I am doing a set of merging on two dataframes. One data frame contains a two columns which shows which a parent child connection. Like this
RID | Child_RID |
---|---|
xxxxx | yyyyy |
yyyyy | zzzzz |
Where a child will appear in the RID section to as they may also have children
I have a second dataframe that has more information on an object like this
name | RID | Child_1 |
---|---|---|
site | xxxx | yyyy |
site | xxxx | oooo |
somthing | iiii | llll |
I wrote a merging function to reuse as i will keep doing it for a number of times until there are no children left.
And for the first merge it works fine and produces what I want. But on the second and third merge it drops information. I would expect for it to have nan if there is missing data which is what I want. but it erases pretty much parts or all the of previous merges.
def merge_dataset(df1, list_df, index_1, index_2):
num_df = pd.DataFrame(list_df, columns = [index_1,index_2])
df2 = pd.merge(df1, num_df, on=index_1)
return df2
And this is how I use this method
mg1 = merge_dataset(df, parent_child_longlist, 'child_1','child_2')
# Change column order
cols = ['name', 'rid', 'child_1','child_2']
mg1 = mg1[cols]
And this works fine producing this
The second merge seemed to drop information from the dataframe which I dont know why. I would expect for it to have more rows than the first merge
I called the second merge like the first one
mg2 = merge_dataset(mg1, parent_child_longlist, 'child_2','child_3')

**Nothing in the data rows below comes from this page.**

PR #186, opened 2023-05-02
fix: Don't cut off network chip New tag

### LINKED ISSUE #184: Allow `New` tag for networks in both rows
## Description

The New tag should be displayed for networks in both rows. Currently when enabling it for the top row it is being cut off because of the overflow hidden

image (4)

usame-algan:
## What it solves

Resolves #184 

Also refactors the network rows to remove hard-coded values and instead rely on css properties to restart animation from the correct spot. There should be no jumps anymore no matter how many logos are added or removed.

## How to test

1. Open the safe-homepage
2. Scroll down to Networks
3. Observe the `New` Tag is visible in both rows

## Screenshot

Screenshot 2023-05-02 at 12 44 31

### DIFF
--- a/src/components/Wallet/NetworkChip/index.tsx
+++ b/src/components/Wallet/NetworkChip/index.tsx
@@ -14,7 +14,7 @@ export type NetworkChipProps = {
 const NetworkChip = ({ name, icon, textColor, backgroundColor, isNew }: NetworkChipProps) => (
   <Box className={css.wrapper} sx={{ backgroundColor }}>
     <div className={css.icon}>
-      <img {...icon} />
+      <img {...icon} width={40} height={40} />
     </div>
     <Typography className={css.name} variant="body1" color={textColor}>
       {name}
--- a/src/components/common/Networks/index.tsx
+++ b/src/components/common/Networks/index.tsx
@@ -1,11 +1,12 @@
+import { shuffle } from 'lodash'
 import type { NetworkChipProps } from '@/components/Wallet/NetworkChip'
 import NetworkChip from '@/components/Wallet/NetworkChip'
-import { Box, Typography } from '@mui/material'
+import { Typography } from '@mui/material'
 import clsx from 'clsx'
 import css from './styles.module.css'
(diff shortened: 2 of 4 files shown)


src/components/Wallet/NetworkChip/index.tsx
```diff
@@ -14,7 +14,7 @@ export type NetworkChipProps = {
 const NetworkChip = ({ name, icon, textColor, backgroundColor, isNew }: NetworkChipProps) => (
   <Box className={css.wrapper} sx={{ backgroundColor }}>
     <div className={css.icon}>
-      <img {...icon} />
+      <img {...icon} width={40} height={40} />
```
iamacook, line 17: Is there a benefit to moving these from the CSS module?

src/components/common/Networks/index.tsx
```diff
@@ -43,15 +36,19 @@ const NetworksRow = ({
...
 }
 
 const Networks = ({ title, text, networks }: NetworksProps) => {
+  const [shuffledNetworks, setShuffledNetworks] = useState<NetworkChipProps[]>([])
   const chainsData = useContext(ChainsContext)
-  const shuffledNetworks = networks.slice(2, 8).reverse().concat(networks.slice(8).reverse(), networks.slice(0, 2))
+
+  useEffect(() => {
+    setShuffledNetworks(shuffle(networks))
+  }, [networks])
```
iamacook, line 51: As this is derived state, this initially confused me. Can you add a comment that this is to prevent hydration errors?

iamacook (approved):

src/components/Wallet/NetworkChip/index.tsx
usame-algan: Having the sizes inline prevents the Logos from blowing full size on page load if it takes a bit longer to parse the css. Its also generally recommended to have inline sizes for images.

src/components/common/Networks/index.tsx
usame-algan: I reverted back to how it was before

PR #187, opened 2023-05-02
Add Ecosystem page

### LINKED ISSUE #176: [Ecosystem page] Build a static page
Note: [database](https://github.com/safe-global/safe-homepage/issues/175) needs to be created first

## What is the feature about

Creating a new page to list all project built upon Safe.

## The list of requirements

1. Create static page that lists all project according to the design.

## ToDos

- [x] Add missing static page elements when ready from design
- [x] Fetch data and logos externally and remove `ecosystem-database.json` and `/images/ecosystem`

## Links

- [Epic](https://github.com/safe-global/safe-homepage/issues/161).
- [Figma design](https://www.figma.com/file/doceHL65jwlEbAGegLRnq2/Landing-Page?node-id=5050-10596&t=rMGDv6TmU6MfR1c6-0).

usame-algan:
## What it solves

Part of #176

## How it solves it

- Adds a new page "Ecosystem"
- Links to the page from the header navigation

## Screenshots

Screenshot 2023-05-02 at 17 28 55


src/components/Ecosystem/Projects/index.tsx
```diff
@@ -0,0 +1,146 @@
...
+                </InputAdornment>
+              ),
+            }}
+            fullWidth
+          />
+          <Typography mt={2}>
+            <Typography component="span" color="primary.light">
+              Example:
+            </Typography>{' '}
+            DeFi, DAO Tooling, Payments, NFT, Infrastructure
```
DiogoSoaress, line 122: What do you think of passing this string from the `content.json`?

DiogoSoaress (commented):
Looks neat!

One thing I noticed content related but that I think we should fix as it is breaking the mobile layout.
Screenshot 2023-05-04 at 09 16 31

Other remark is that the logo names should be capitalized as per one rule but we already talked about that and will be minded before merging into `main`

src/components/Ecosystem/Intro/index.tsx
```diff
@@ -0,0 +1,28 @@
...
+
+const EcosystemIntro = ({ title, text }: BaseBlock) => {
+  return (
+    <Container>
+      <Grid
+        container
+        className={css.container}
+        spacing={{ xs: 6, md: '30px', xl: '50px' }}
+        justifyContent="space-between"
+        alignItems="center"
```
iamacook, line 13: Nit: these can be moved to the `container`.

src/components/Ecosystem/Projects/index.tsx
```diff
@@ -0,0 +1,146 @@
...
+  primary_integration: string
+  packages: string
+  modules_guards: string
+  safe_apps_smart: string
+  networks: string
+  interface_can_you_create_a_safe: string
+  interface_can_you_import_an_existing_safe: string
+}
+
+const Card = ({ ...item }: EcosystemProject) => {
```
iamacook, line 43:
```suggestion
const Card = (item) => {
```

src/components/Ecosystem/Projects/index.tsx
```diff
@@ -0,0 +1,146 @@
...
+  const categories = item.primary_category
+    .split(',')
+    .concat(item.secondary_categories.split(','))
```
iamacook, line 46: I'd suggest adding a `trim` in here to make sure all categories are sanitised, e.g.

```ts
.map((element) => element.trim())
```

src/components/Ecosystem/Projects/index.tsx
```diff
@@ -0,0 +1,146 @@
...
+              return <Chip key={category + idx} className={css.categoryChip} label={category} />
+            })}
+        </div>
+      </div>
+    </Grid>
+  )
+}
+
+export const Projects = (): ReactElement => {
+  const projects = EcosystemDB as EcosystemProject[]
```
iamacook, line 99: What do you think about creating a guard for this? It could just check that every property in `EcosystemProject` exists and is a string.

src/components/Ecosystem/Projects/index.tsx
```diff
@@ -0,0 +1,146 @@
...
+        <Grid item xs={12} md={9}>
+          <Grid container spacing="30px">
+            {projects &&
+              projects.map((ecosystemProject) => {
+                return <Card key={ecosystemProject.project} {...ecosystemProject} />
+              })}
+          </Grid>
+        </Grid>
+      </Grid>
+      <Divider sx={{ mt: '100px', mb: '100px' }} />
```
iamacook, line 141: Let's make a note to check this fixed spacing on mobile.

Nit:

```suggestion
      <Divider sx={{ my: '100px' }} />
```

iamacook (commented):
As always, amazing work! I only have a few small comments.

Did you optimise the images? We should resize those which are quite big as well, e.g. `avax.svg`. We could can a separate issue for this.

src/config/routes.ts
```diff
@@ -3,10 +3,13 @@ export const AppRoutes = {
...
   privacy: '/privacy',
-  licenses: '/licenses',
   index: '/',
   imprint: '/imprint',
+  ecosystem: '/ecosystem',
   core: '/core',
   cookie: '/cookie',
+  cla: {
+    index: '/cla',
+  },
```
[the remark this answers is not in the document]
usame-algan: Looks like we forgot to autogenerate the file last time the route was changed. I checked that we don't use `AppRoutes.cla` anywhere so there shouldn't be any issues.

src/components/Ecosystem/Projects/index.tsx
usame-algan: This is just a placeholder for now. Later on I assume these are part of the filtering e.g. when clicked they should filter the results by that category but something to discuss with Design.

src/components/Ecosystem/Projects/index.tsx
usame-algan: The `EcosystemProject` type is not finalized yet. I suggest we wait with this optimization until we have clarity regarding the final data structure.

usame-algan:
> Did you optimise the images? We should resize those which are quite big as well, e.g. avax.svg. We could can a separate issue for this.

Only the really bad ones (> 1mb). This is definitely something we should do before going to prod. I've added it as a discussion point in our meeting.

src/components/Ecosystem/Projects/index.tsx
DiogoSoaress: It looks to me like something that could be edited from GH. Your call

DiogoSoaress (approved):

src/components/Ecosystem/Projects/index.tsx
iamacook: > What do you think of passing this string from the `content.json`?

I've been looking at filtering and it makes sense to generate this from the database instead. I will include this there if it makes sense?

iamacook (approved):

src/components/Ecosystem/Projects/index.tsx
usame-algan: We should first clarify with Design if its intended to be interactive or not before implementing anything further. I left a comment in the Figma file.

iamacook: Ok, my proposal is we extract the categories (which needs to be done from the sidebar anyway) and select five random ones here. It needs not be dynamic but it aligns with the database if it is.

cols = ['name', 'rid', 'child_1','child_2', 'child_3']
mg2 = mg2[cols]
The issue is magnified with the third merge. I call it the same way
mg3 = merge_dataset(mg2, parent_child_longlist, 'child_3','child_4')

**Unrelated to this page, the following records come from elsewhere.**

PR #188, opened 2023-05-03
fix: remove position count from search results

### LINKED ISSUE #180: Prevent open career count from appearing in search results
We are have an open position count in the header. This is also showing in search results. We need to prevent this from happening.

image

Discussion can be found [here](https://5afe.slack.com/archives/C04LENM73JQ/p1682327787113949).

iamacook:
This resolves #180 by removing the open position count from Google via the [`data-nosnippet`](https://developers.google.com/search/docs/crawling-indexing/robots-meta-tag#data-nosnippet-attr) attribute.

image

### DIFF
--- a/src/components/common/Header/index.tsx
+++ b/src/components/common/Header/index.tsx
@@ -67,6 +67,12 @@ const Header = () => {
                   badgeContent={item.href === AppRoutes.careers ? positions.length : undefined}
                   color="primary"
                   className={css.badge}
+                  slotProps={{
+                    badge: {
+                      // @ts-expect-error - disable badge in search results
+                      'data-nosnippet': true,
+                    },
+                  }}
                 >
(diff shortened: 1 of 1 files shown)


src/components/common/Header/index.tsx
```diff
@@ -67,6 +67,12 @@ const Header = () => {
                   badgeContent={item.href === AppRoutes.careers ? positions.length : undefined}
                   color="primary"
                   className={css.badge}
+                  slotProps={{
+                    badge: {
+                      // @ts-expect-error - disable badge in search results
+                      'data-nosnippet': true,
```
usame-algan, line 73: Interesting find! TIL

usame-algan (approved):
Lets hope it works and Google picks it up 👍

cols = ['name', 'rid', 'child_1','child_2', 'child_3', 'child_4']
mg3 = mg3[cols]
But then drops 90% of the data like this
So I am a bit lost as to why it would drop all the data after this third merge when the first two seems to work just fine. And i will need to do this 10 or 20 more times until all the parent child connections are mapped in this dataframe.